Career highlights and awards
- World Series champion (1933);

= Homer Peel =

American baseball player (1902–1997)

Homer Hefner Peel (October 10, 1902 – April 8, 1997) was an American professional baseball player and manager during the first half of the 20th century. His career lasted for a quarter century (1923–42; 1946–50), including 21 years as an outfielder and four years as a non-playing manager. Peel appeared in 186 Major League Baseball games over five seasons (1927; 1929–30; 1933–34) for the St. Louis Cardinals, Philadelphia Phillies and New York Giants. The native of Port Sullivan, Milam County, Texas, threw and batted right-handed, stood 5 ft 9 in tall and weighed 170 lb. He served in the United States Navy during World War II.

Peel batted only .238 with an even 100 hits, two home runs and 44 RBI during his Major League career. But he was a member of the 1933 World Series champion Giants, appearing in two games of the 1933 World Series. He was a defensive replacement in center field for Kiddo Davis in Game 2, and singled as a pinch hitter for Freddie Fitzsimmons in Game 3 off Earl Whitehill of the Washington Senators.

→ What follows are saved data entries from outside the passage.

PR #552, opened 2015-04-06
Implement Future#cancel

digitalextremist:


tarcieri:
This leaves the future running and silently swallows the response?

e2:
@tarcieri - yes, I believe the idea is simply to "mark" some futures in an array as canceled (due to conditions or timeouts) - while still continuing to iterate and wait on other futures, e.g.

```ruby
futures = workers.map { |w| w.future.foo }
# ( some time goes by ...)
futures.map(&:cancel) # cancels slow workers, who haven't finished yet
finished_values = futures.map { |f|  f.value rescue :canceled }
```

PR #553, opened 2015-04-08
Test suite fixes

e2:
Mostly test suite related fixed/patches.

Since threads are completely dysfunctional on this branch, it might be worth dropping support for Threads completely (the only other option is to get Threads to behave *exactly* like fibers - which is probably not worth the time and maintenance).


tarcieri:
One note since I don't have time to do a more in-depth review:

1.9.3 is EOL. We should probably test against 2.0.0 instead.

digitalextremist:
This is merged into the prerelease branch so we can keep working on it there. Looks exciting. We can review the prerelease as a whole, later.

e2:
Thanks! I'll need to rebase now...

PR #705, opened 2016-01-26
adding method source code path to backtrace

TiagoCardoso1983:
Opening the discussion here of making celluloid backtraces more useful. 

Usually I have the problem of a method call error, because I'm passing the wrong arguments, and then I get an ugly call stack referring to celluloid internals. 

This commit solves the problem of knowing which method it was about (ArgumentError doesn't specify which method was called with wrong arguments). It doesn't solve the problem of knowing exactly where the method has been called with wrong parameters. One step at a time.

### DIFF
--- a/lib/celluloid/calls.rb
+++ b/lib/celluloid/calls.rb
@@ -45,10 +45,18 @@ module Celluloid
       arity = meth.arity
 
       if arity >= 0
-        fail ArgumentError, "wrong number of arguments (#{@arguments.size} for #{arity})" if @arguments.size != arity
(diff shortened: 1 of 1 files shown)


tarcieri:
Looks good to me :+1:

digitalextremist:
Looked great @TiagoCardoso1983

TiagoCardoso1983:
Thx! will see if I can get to pass around the callstack of the method around to make this more meaningful, but not going to waste much time, as one might have to keep it in memory during method execution.

PR #708, opened 2016-03-14
Added example for using Pools

aayushranaut:
Added example for using Pools, which can be utilized for benchmarking.

### DIFF
--- a/examples/pool.rb
+++ b/examples/pool.rb
@@ -1,0 +1,25 @@
+#!/usr/bin/env ruby
+
+$LOAD_PATH.push File.expand_path("../../lib", __FILE__)
+require "celluloid/autostart"
+require "mathn"
+
+#
+# Basic pool example
+#
+
+class PrimeWorker
+  include Celluloid
+
+  def prime(number)
+    puts number if number.prime?
+  end
+end
+
+# Create a pool of PrimeWorker
+pool = PrimeWorker.pool
+
+(2..1000).to_a.map do |i|
+  # Call the prime function asynchronously on the pool
+  pool.async.prime i
+end


chuckremes:
A few comments....

1. If you are trying to use this as a benchmark, I'm certain that most of the CPU time will be consumed by the call to `prime?` in the code. I don't know how that is implemented in the library so it may or may not be a good choice for showing off parallelism.

2. I think it would be useful to allow this example to take a parameter indicating size of pool. I believe the default pool size is 4 (not sure) but that is insufficient to  demonstrate parallelism on a modern desktop that may have 16+ cores.

3. I would suggest adding a comment after the code that shows the results of running this code on your system under MRI, JRuby, and Rubinius.

Looks fine.

digitalextremist:
0. This should be in the `celluloid/celluloid-pool` repository, or `celluloid/celluloid-extras`, fyi.

0. Yes, definitely specify the number of workers... but not just that, I'd actually loop through several sizes... i.e. `1` ( really ) and `2` ... then exactly the number of cores you have, and then double the number of cores... so let's say `1`, `2`, `4`, `8`, and say `16` for good measure ... then loop through those values, running the example/test/benchmark 5+ times.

In addition, Peel was one of the top players in minor league baseball during the 1920s and 1930s He hit over .300 for more than a dozen seasons and was known as "the Ty Cobb of the Texas League", where hit batted .325 lifetime. He also managed the Fort Worth Cats, Oklahoma City Indians and Shreveport Sports in the Texas circuit.

Peel died on April 8, 1997 in Shreveport, Louisiana, at age 94.